RECORDS FOR THIS TASK START

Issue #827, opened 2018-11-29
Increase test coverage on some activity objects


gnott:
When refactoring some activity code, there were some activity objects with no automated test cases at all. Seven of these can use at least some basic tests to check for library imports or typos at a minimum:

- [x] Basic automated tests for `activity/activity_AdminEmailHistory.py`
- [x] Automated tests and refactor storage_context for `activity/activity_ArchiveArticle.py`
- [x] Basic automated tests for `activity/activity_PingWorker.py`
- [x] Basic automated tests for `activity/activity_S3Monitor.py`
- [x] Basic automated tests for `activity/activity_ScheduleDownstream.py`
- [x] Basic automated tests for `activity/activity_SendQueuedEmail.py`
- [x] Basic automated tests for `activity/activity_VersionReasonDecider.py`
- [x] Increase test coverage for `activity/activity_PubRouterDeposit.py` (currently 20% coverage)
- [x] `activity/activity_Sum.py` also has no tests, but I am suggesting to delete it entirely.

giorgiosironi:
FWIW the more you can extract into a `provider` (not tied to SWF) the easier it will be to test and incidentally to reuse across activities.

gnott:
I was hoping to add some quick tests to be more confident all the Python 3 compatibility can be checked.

RECORDS FOR THIS TASK END
RECORDS FOR THIS TASK START

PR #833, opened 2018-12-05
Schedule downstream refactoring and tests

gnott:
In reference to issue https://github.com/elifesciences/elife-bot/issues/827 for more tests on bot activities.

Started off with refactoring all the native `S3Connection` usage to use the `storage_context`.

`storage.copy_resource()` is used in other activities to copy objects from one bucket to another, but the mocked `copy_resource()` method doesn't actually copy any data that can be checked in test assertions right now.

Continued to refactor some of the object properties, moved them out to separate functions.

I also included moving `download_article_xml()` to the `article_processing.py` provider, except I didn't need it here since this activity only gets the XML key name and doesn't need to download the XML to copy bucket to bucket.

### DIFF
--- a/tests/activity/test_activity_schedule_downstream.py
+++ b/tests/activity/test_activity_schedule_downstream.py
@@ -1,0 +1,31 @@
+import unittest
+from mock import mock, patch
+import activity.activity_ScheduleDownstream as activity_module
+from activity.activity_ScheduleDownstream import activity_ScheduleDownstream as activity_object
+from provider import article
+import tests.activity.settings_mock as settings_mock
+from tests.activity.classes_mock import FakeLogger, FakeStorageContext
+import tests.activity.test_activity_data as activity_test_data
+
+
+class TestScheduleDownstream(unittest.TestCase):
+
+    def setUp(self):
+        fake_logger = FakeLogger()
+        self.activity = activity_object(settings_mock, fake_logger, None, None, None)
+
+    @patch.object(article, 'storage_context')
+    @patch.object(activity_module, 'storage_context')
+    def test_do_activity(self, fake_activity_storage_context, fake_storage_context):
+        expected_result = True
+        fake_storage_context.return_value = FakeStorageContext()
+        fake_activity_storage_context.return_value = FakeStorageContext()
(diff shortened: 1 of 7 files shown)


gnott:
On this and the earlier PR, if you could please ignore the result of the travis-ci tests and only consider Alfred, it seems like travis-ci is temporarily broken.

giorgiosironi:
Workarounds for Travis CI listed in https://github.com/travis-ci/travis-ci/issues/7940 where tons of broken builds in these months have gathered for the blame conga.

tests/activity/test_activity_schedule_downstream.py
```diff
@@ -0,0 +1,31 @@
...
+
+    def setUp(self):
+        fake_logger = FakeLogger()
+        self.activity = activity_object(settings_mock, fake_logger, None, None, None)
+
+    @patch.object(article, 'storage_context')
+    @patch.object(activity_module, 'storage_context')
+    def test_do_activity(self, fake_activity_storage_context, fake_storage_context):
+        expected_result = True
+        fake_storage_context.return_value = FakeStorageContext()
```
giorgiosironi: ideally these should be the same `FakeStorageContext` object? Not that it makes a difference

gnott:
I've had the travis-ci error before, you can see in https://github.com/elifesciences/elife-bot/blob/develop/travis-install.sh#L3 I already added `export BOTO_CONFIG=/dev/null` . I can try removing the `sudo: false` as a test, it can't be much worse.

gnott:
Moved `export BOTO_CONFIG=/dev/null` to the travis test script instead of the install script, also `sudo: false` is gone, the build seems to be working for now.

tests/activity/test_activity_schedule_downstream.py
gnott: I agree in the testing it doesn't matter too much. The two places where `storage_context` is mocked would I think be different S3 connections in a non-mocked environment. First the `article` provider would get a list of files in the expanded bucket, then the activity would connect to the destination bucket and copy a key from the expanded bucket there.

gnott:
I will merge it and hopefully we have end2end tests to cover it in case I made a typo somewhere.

RECORDS FOR THIS TASK END

§ AIM OF THE EXERCISE
Whenever a line above includes "bucket", copy it in full.

§ RESULT
`storage.copy_resource()` is used in other activities to copy objects from one bucket to another, but the mocked `copy_resource()` method doesn't actually copy any data that can be checked in test assertions right now.
I also included moving `download_article_xml()` to the `article_processing.py` provider, except I didn't need it here since this activity only gets the XML key name and doesn't need to download the XML to copy bucket to bucket.
gnott: I agree in the testing it doesn't matter too much. The two places where `storage_context` is mocked would I think be different S3 connections in a non-mocked environment. First the `article` provider would get a list of files in the expanded bucket, then the activity would connect to the destination bucket and copy a key from the expanded bucket there.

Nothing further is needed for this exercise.